Records from a collection:
◇ ◇ ◇ ◇ ◇

PR #352, opened 2020-02-05
rename `path toNot exist` to ... notTo ...

robstoll:
this way it resembles notToBe

----


jGleitz:
Oh. Sorry for my bad English! :speak_no_evil:

robstoll:
I think `expect path to not exist` would work as well, `expect path not to exist` is not really much nicer in terms of an English sentence i think but it is more consistent with the other methods we have. So no worries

◇ ◇ ◇ ◇ ◇

Copy out the entries above again, keeping them exact.

PR #352, opened 2020-02-05
rename `path toNot exist` to ... notTo ...

robstoll:
this way it resembles notToBe

----


jGleitz:
Oh. Sorry for my bad English! :speak_no_evil:

robstoll:
I think `expect path to not exist` would work as well, `expect path not to exist` is not really much nicer in terms of an English sentence i think but it is more consistent with the other methods we have. So no worries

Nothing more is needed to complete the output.